### Prompt
Reproduce word for word, from the entries below, the line with "Issue #100, opened 2022-09-11", the line with "alternatives you've considered**", and every line between them, and nothing more.

(Saved entries)
************

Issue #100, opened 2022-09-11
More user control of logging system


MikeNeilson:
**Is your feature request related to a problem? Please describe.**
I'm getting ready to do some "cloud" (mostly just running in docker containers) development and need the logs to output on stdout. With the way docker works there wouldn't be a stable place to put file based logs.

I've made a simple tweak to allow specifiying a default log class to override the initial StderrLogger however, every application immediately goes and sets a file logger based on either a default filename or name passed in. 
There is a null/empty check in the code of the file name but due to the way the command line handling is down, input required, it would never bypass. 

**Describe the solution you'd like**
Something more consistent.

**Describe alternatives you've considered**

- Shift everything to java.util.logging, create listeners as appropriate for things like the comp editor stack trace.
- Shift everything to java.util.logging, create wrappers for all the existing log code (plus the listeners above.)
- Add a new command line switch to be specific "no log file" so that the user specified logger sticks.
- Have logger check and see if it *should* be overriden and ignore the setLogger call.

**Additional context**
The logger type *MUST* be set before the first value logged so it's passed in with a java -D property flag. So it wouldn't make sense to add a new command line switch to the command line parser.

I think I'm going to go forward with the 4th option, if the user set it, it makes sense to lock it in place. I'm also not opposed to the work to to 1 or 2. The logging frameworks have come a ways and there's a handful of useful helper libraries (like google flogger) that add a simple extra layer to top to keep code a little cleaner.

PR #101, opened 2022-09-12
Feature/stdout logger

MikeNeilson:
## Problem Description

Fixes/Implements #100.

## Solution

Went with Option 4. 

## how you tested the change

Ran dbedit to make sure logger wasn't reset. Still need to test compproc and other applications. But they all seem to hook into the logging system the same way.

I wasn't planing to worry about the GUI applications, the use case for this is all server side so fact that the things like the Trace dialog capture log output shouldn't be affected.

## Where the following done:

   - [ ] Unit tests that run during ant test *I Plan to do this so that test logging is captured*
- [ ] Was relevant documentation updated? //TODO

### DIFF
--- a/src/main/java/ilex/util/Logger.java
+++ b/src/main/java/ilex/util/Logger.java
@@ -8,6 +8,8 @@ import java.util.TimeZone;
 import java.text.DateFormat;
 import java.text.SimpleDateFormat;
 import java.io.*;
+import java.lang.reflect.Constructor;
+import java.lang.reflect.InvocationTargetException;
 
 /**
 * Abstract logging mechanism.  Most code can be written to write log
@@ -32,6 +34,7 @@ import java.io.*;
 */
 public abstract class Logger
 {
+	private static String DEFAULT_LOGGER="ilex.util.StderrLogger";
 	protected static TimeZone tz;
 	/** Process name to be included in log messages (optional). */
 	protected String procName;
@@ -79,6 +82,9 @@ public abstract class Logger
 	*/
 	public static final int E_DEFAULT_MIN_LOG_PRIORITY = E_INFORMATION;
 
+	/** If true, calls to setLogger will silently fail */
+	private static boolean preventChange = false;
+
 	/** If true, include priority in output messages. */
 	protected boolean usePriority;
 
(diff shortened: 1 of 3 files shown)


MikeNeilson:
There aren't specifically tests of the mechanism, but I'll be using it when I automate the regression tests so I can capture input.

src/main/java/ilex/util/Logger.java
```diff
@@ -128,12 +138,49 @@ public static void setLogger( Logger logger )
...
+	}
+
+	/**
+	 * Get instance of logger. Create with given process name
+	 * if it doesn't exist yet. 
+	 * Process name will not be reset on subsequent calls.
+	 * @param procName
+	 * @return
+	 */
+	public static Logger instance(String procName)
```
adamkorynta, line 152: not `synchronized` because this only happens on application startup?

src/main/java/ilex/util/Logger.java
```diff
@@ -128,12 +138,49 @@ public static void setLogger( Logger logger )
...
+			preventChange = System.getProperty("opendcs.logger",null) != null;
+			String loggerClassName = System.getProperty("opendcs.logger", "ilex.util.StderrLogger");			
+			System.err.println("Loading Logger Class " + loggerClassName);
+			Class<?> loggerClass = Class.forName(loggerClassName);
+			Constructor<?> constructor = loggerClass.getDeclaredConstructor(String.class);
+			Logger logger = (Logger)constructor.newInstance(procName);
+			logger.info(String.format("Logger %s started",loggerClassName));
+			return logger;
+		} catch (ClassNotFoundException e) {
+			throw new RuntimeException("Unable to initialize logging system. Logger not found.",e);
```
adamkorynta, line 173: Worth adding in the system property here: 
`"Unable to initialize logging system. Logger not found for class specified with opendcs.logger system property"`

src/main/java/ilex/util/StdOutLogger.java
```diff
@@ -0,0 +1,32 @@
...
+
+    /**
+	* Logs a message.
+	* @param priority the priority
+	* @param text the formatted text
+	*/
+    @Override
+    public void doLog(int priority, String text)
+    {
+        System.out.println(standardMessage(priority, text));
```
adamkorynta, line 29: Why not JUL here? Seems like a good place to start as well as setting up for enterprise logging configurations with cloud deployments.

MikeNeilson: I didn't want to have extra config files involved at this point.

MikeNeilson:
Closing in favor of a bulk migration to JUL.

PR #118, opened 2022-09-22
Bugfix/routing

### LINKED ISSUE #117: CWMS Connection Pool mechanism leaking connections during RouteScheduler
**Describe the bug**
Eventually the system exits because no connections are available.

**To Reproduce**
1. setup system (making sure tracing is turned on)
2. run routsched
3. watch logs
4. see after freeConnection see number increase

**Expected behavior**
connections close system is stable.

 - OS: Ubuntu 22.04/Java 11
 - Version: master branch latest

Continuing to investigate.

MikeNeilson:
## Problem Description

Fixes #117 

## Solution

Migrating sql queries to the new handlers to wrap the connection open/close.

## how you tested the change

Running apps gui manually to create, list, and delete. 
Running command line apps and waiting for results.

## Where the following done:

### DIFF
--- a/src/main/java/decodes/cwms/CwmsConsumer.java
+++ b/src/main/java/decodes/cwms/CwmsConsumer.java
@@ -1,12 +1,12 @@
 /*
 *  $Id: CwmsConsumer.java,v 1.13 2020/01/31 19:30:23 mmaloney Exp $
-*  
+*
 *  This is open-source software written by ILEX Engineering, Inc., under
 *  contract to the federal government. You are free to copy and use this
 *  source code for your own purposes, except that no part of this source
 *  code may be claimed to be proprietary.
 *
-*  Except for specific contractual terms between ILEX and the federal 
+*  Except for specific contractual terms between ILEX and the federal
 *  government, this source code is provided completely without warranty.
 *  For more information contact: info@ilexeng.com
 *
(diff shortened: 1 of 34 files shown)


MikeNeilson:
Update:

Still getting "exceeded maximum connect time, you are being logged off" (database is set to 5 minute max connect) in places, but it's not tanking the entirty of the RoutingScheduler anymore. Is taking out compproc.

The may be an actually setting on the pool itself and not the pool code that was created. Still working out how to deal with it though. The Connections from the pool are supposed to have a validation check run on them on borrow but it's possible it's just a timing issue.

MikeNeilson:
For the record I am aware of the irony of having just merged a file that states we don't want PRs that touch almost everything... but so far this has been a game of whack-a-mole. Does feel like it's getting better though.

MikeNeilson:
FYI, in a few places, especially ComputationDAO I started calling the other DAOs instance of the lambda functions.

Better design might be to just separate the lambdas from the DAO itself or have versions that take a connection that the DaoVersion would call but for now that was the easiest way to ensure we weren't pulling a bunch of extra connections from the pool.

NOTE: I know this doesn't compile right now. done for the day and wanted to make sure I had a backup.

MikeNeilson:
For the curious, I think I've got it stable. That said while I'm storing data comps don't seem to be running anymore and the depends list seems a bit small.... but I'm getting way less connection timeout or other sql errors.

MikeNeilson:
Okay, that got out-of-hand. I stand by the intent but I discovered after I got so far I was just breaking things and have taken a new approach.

************

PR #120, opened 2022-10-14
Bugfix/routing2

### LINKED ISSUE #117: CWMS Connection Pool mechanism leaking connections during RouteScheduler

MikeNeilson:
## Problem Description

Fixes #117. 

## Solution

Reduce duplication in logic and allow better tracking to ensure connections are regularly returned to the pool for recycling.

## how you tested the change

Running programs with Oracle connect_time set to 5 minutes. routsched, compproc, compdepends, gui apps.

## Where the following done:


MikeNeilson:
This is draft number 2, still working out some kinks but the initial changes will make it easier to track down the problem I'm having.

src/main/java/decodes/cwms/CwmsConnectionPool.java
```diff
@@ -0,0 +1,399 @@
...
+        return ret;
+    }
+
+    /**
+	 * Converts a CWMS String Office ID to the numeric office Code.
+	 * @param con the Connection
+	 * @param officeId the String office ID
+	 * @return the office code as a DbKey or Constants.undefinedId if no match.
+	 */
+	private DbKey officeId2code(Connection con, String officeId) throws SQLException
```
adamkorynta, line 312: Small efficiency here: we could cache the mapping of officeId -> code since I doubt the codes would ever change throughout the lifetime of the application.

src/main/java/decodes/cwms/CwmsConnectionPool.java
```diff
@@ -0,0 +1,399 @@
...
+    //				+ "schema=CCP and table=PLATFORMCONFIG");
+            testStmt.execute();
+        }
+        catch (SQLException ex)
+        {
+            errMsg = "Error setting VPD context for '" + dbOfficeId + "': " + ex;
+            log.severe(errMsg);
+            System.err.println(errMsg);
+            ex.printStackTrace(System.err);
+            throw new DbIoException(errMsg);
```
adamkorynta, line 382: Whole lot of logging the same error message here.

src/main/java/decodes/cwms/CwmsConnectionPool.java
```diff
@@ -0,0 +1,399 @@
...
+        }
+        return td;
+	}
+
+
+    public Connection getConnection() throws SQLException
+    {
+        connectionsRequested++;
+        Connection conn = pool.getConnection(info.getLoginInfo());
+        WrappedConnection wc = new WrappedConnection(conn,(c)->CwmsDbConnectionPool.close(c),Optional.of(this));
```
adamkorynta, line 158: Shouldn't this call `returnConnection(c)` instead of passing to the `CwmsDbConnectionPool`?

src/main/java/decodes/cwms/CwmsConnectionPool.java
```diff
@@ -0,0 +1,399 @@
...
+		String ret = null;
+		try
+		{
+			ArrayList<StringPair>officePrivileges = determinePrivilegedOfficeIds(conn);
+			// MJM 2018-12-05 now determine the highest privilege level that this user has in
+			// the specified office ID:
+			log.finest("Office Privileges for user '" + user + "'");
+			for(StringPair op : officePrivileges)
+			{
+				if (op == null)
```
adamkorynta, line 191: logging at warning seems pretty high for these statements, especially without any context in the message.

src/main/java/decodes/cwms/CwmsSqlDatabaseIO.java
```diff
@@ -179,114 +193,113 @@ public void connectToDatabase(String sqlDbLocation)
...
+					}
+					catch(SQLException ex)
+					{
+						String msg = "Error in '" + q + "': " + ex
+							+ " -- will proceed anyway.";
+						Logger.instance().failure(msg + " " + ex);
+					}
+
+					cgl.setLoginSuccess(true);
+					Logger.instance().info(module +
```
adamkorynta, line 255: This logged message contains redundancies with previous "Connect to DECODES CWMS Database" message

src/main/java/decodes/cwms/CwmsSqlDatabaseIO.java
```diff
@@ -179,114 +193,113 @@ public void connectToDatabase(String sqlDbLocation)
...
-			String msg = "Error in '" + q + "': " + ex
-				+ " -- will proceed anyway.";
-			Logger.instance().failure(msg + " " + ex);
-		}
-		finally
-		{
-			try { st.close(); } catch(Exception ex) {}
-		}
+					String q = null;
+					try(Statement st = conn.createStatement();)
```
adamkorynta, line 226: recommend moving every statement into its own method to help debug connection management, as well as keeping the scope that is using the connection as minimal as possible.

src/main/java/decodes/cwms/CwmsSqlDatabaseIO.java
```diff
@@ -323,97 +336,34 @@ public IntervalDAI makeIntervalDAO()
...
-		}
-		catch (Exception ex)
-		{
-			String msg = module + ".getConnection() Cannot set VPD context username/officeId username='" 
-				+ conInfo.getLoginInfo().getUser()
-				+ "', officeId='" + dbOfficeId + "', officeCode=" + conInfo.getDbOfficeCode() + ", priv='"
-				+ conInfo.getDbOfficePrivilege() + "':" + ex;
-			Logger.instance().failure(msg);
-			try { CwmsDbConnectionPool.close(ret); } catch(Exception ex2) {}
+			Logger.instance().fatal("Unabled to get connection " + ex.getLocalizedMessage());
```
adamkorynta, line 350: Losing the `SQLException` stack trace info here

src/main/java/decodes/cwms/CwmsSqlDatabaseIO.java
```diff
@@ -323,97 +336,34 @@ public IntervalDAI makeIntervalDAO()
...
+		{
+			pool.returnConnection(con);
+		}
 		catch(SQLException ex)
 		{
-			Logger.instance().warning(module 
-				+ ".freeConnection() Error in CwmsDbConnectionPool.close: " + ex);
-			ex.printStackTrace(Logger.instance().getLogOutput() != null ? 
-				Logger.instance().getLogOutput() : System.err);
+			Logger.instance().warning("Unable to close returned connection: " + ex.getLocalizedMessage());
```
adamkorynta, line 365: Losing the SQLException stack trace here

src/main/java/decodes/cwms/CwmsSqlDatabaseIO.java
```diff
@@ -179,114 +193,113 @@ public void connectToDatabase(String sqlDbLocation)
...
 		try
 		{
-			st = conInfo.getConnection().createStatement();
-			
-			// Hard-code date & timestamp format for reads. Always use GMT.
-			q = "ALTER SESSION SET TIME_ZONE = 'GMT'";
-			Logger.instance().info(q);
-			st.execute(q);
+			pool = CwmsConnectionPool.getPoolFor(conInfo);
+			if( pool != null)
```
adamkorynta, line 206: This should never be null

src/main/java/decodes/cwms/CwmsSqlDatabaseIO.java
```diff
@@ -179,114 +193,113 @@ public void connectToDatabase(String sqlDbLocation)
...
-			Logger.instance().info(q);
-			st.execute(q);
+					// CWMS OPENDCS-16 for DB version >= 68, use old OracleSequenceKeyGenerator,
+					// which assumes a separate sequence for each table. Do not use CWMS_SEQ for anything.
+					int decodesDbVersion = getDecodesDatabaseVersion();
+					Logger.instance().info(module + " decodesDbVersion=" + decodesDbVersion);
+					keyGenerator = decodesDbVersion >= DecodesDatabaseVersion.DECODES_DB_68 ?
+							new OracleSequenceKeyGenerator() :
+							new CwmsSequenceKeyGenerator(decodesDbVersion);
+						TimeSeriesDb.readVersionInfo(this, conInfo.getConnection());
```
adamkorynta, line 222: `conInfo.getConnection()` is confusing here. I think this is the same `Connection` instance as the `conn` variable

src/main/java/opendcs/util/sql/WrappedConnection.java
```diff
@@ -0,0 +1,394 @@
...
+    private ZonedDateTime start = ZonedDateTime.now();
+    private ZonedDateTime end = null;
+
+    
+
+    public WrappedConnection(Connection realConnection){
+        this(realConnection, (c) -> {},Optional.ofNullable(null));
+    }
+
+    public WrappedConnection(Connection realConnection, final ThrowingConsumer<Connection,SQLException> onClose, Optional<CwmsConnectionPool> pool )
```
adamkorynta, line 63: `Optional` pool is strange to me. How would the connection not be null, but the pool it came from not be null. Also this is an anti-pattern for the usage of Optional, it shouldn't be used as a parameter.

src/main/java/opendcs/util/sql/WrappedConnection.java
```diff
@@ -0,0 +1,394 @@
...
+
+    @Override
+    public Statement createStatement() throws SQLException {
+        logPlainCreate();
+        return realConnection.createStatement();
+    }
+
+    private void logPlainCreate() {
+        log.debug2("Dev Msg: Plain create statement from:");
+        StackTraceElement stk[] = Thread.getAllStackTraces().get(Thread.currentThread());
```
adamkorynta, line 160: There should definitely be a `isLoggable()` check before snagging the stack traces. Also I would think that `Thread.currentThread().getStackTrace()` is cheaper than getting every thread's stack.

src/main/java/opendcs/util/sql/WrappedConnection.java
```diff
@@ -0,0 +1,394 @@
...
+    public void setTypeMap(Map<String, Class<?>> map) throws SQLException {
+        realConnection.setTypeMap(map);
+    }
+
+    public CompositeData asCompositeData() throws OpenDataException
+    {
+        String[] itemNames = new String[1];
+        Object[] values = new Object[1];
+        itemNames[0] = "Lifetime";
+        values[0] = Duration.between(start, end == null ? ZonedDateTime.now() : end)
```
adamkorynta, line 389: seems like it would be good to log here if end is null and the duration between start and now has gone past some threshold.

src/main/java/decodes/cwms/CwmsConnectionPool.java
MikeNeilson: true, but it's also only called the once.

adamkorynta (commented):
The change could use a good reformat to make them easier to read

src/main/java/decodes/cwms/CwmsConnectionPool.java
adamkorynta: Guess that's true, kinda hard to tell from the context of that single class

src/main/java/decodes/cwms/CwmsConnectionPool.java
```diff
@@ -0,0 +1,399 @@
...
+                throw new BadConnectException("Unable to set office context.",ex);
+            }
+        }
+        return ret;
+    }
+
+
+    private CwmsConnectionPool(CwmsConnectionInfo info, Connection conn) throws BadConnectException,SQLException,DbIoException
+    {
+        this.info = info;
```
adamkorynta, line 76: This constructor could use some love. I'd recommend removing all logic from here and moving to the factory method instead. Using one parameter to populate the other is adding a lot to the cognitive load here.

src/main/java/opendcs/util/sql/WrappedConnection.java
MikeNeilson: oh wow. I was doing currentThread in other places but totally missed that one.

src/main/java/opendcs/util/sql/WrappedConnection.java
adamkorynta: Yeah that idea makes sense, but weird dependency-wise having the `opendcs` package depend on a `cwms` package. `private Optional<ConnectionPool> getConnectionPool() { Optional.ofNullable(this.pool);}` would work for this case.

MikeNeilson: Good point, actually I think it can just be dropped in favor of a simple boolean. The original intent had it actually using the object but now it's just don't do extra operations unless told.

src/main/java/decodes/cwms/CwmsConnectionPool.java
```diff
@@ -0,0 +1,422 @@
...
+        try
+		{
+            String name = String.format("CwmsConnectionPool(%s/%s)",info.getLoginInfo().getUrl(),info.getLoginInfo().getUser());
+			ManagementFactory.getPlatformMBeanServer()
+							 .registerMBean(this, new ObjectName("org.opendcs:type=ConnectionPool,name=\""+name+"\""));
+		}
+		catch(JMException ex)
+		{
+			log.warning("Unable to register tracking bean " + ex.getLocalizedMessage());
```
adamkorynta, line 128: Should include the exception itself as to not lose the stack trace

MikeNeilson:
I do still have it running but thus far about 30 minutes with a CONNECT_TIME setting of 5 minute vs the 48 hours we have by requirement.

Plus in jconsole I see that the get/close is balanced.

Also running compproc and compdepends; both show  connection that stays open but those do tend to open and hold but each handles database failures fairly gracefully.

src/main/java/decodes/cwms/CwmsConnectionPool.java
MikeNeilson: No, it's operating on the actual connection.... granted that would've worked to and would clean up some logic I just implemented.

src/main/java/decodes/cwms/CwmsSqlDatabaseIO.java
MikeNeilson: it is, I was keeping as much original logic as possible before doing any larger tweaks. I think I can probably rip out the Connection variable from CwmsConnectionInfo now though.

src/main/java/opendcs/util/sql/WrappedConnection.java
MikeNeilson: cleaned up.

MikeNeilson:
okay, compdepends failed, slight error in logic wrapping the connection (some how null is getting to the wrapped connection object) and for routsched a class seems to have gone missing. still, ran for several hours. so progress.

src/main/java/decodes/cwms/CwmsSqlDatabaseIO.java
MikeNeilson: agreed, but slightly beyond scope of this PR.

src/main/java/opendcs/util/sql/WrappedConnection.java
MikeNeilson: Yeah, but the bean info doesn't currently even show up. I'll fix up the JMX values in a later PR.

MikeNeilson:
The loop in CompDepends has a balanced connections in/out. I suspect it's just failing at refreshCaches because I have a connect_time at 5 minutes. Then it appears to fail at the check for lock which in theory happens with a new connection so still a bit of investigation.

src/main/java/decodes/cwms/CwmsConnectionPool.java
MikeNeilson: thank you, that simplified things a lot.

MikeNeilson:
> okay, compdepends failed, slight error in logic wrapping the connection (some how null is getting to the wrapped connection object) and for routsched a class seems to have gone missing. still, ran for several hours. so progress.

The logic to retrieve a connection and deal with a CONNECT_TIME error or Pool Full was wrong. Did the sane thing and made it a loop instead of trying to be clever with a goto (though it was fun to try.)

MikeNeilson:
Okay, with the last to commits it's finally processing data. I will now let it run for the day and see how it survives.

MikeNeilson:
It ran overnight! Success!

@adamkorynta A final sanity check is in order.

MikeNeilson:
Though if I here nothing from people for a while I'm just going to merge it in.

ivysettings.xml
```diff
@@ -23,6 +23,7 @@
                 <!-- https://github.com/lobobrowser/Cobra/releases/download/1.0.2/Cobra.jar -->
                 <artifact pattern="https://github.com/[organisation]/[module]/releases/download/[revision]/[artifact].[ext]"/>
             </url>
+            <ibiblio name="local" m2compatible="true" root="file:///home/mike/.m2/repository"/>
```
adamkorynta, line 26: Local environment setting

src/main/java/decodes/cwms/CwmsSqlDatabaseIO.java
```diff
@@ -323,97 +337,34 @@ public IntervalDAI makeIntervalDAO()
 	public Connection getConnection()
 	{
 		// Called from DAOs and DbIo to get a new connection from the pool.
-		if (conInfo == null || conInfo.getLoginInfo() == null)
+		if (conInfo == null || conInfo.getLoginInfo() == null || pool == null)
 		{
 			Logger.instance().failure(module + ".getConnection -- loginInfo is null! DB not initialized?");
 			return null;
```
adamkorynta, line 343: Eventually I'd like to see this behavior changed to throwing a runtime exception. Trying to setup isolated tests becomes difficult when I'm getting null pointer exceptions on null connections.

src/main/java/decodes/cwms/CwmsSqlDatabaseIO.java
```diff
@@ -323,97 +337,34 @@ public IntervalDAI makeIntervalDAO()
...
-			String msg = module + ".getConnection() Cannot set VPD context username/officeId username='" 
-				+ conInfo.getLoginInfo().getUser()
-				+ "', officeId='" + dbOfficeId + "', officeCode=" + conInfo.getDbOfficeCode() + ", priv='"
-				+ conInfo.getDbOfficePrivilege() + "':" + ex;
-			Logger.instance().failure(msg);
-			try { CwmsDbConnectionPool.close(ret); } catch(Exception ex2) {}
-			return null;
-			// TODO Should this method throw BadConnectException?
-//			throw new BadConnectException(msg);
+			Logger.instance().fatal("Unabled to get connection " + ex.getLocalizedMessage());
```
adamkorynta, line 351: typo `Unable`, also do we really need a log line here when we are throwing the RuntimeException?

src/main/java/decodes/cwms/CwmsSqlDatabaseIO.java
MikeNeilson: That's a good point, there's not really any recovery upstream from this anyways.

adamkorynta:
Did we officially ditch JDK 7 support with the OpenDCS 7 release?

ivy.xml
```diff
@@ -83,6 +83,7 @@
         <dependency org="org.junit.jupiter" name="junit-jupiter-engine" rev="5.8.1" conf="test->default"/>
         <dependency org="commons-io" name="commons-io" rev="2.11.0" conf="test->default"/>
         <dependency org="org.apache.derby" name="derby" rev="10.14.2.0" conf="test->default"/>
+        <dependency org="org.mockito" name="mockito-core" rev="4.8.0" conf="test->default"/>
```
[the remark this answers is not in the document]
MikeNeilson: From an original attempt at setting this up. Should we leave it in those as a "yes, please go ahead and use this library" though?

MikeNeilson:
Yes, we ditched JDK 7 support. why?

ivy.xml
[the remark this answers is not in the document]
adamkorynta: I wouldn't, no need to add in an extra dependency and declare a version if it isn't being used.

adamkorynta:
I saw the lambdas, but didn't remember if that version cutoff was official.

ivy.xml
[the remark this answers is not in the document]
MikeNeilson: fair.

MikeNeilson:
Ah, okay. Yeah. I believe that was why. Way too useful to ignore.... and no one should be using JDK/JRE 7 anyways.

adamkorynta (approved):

************

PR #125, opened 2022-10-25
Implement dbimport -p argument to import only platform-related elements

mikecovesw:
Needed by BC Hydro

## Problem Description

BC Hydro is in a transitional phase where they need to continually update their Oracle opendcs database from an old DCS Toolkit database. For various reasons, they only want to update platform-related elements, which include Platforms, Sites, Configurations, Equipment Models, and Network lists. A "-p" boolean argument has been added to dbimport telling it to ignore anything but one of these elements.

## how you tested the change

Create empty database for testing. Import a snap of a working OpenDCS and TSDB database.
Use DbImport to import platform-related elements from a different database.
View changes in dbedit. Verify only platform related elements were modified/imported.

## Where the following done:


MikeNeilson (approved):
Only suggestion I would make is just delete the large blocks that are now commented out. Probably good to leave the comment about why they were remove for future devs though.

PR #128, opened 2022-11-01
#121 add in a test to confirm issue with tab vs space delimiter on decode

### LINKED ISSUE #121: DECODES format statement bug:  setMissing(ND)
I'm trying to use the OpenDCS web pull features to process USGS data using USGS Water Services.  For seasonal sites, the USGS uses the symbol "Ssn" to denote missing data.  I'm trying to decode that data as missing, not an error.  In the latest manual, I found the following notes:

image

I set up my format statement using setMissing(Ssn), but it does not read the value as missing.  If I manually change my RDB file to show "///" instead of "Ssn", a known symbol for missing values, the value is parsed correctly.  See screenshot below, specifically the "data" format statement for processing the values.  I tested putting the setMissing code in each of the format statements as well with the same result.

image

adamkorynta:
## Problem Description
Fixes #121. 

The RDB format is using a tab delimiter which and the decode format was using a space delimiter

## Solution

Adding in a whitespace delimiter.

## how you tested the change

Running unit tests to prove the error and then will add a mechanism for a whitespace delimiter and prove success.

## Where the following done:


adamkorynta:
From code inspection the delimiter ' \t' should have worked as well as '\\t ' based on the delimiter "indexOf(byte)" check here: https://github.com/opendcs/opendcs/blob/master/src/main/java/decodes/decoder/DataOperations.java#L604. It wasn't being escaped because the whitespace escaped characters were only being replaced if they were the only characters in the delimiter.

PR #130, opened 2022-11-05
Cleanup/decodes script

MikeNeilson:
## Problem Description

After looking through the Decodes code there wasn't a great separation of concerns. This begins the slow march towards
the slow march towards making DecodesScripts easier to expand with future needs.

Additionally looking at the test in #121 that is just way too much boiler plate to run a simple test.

************

### Solved exercise
Issue #100, opened 2022-09-11
More user control of logging system


MikeNeilson:
**Is your feature request related to a problem? Please describe.**
I'm getting ready to do some "cloud" (mostly just running in docker containers) development and need the logs to output on stdout. With the way docker works there wouldn't be a stable place to put file based logs.

I've made a simple tweak to allow specifiying a default log class to override the initial StderrLogger however, every application immediately goes and sets a file logger based on either a default filename or name passed in. 
There is a null/empty check in the code of the file name but due to the way the command line handling is down, input required, it would never bypass. 

**Describe the solution you'd like**
Something more consistent.

**Describe alternatives you've considered**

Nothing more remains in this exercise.